DATASET EXCERPTS
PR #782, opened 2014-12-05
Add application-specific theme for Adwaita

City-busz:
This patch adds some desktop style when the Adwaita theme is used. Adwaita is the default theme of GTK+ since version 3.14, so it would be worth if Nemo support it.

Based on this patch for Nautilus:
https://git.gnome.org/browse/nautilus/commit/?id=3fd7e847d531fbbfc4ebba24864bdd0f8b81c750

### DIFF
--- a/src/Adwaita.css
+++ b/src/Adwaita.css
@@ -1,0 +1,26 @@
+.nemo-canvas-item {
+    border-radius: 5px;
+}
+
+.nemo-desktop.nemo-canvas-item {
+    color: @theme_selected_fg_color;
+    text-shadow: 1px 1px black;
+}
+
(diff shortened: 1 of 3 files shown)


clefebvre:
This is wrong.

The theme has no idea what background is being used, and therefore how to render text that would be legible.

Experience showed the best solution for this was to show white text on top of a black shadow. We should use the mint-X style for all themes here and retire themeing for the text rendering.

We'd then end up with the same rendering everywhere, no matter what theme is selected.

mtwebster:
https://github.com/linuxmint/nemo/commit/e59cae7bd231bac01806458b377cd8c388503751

TASK DETAILS
The job here is to find each line above with the word "style" and copy it.

TASK ANSWER
This patch adds some desktop style when the Adwaita theme is used. Adwaita is the default theme of GTK+ since version 3.14, so it would be worth if Nemo support it.
Experience showed the best solution for this was to show white text on top of a black shadow. We should use the mint-X style for all themes here and retire themeing for the text rendering.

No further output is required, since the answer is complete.